Caminaron por la ladera de la montaña durante un buen trecho. Ella casi parecía ir danzando entre las rocas, mientras que ellos bufaban y varias veces estuvieron a punto de caerse y partirse la cabeza. Por puro orgullo y fuerza de voluntad, Cassian no soltó un grito agudo cuando una piedra se desintegró bajo su peso. Se preguntó por qué no estaban volando, pero ya era demasiado tarde para hacer esa clase de preguntas.

Se adentraron a una caverna que era imposible de ver desde la distancia. Gwyneth movió una mano, haciendo que su mandíbula casi tocara el suelo al ver una cantidad absurda de runas, letras en varios idiomas y braseros que se encendieron al instante, revelando una laguna imperturbable. La luz empezó a danzar en el techo de la caverna, haciendo que sus ojos picaran un poco ante la luz.

—¿A dónde lleva? —preguntó Azriel de repente.

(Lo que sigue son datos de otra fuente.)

PR #2992, opened 2023-12-06
Fixed incorrect past participle agreement in phpmailer.lang-fr.php

### LINKED ISSUE #2993: Incorrect past participle agreement in phpmailer.lang-fr.php
Please check these things before submitting your issue:

- [x] *Read the error message* you're seeing - it often tells you what is wrong, and may contain useful links & instructions
- [x] Make sure you're using the latest version of PHPMailer
- [x] Check that your problem is not dealt with in [the troubleshooting guide](https://github.com/PHPMailer/PHPMailer/wiki/Troubleshooting), especially if you're having problems connecting to Gmail or GoDaddy
- [x] Include sufficient code to reproduce your problem
- [x] If you're having an SMTP issue, include the debug output generated with `SMTPDebug = 2` set
- [x] If you have a question about how to use PHPMailer (rather than reporting a bug in it), tag a question on Stack Overflow with `phpmailer`, but [**search first**](https://stackoverflow.com/questions/tagged/phpmailer)!

# Problem description

There's a grammatical error in the french localization file. It's for the error I encounter most often and it's been bugging me for some time.

As is, the message reads "La fonction SMTP connect() a échouée". "échouée" should be "échoué", because, when using the "avoir" auxiliary, the past participle agrees with the direct object, and never the subject. In the absence of a direct object (as is the case here), it shouldn't agree with anything, and the base form should be used.

[Here](https://french.kwiziq.com/revision/grammar/special-cases-when-the-past-participle-agrees-in-number-and-gender-when-used-with-avoir-in-le-passe-compose-conversational-pastl) is an english-language source for my claim.

Blue3957:
Fixes #2993 

There's a grammatical error in the french localization file. It's for the error I encounter most often and it's been bugging me for some time.

As is, the message reads "La fonction SMTP connect() a échouée". "échouée" should be "échoué", because, when using the "avoir" auxiliary, the past participle agrees with the direct object, and never the subject. In the absence of a direct object (as is the case here), it shouldn't agree with anything, and the base form should be used.

[Here](https://french.kwiziq.com/revision/grammar/special-cases-when-the-past-participle-agrees-in-number-and-gender-when-used-with-avoir-in-le-passe-compose-conversational-pastl) is an english-language source for my claim.


Synchro:
Merci @Blue3957!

—Al Medio —respondió Gwyneth con voz cascada, caminando con seguridad hacia el interior de la laguna. Estaba con la mitad de su torso sumergido cuando se volvió hacia ellos, revelando una piel cada vez más translúcida y los ojos más redondos que antes—. Vamos, antes de que esto sea más arriesgado de lo que ya es.

Los tres se miraron en silencio y la siguieron. El agua estaba helada.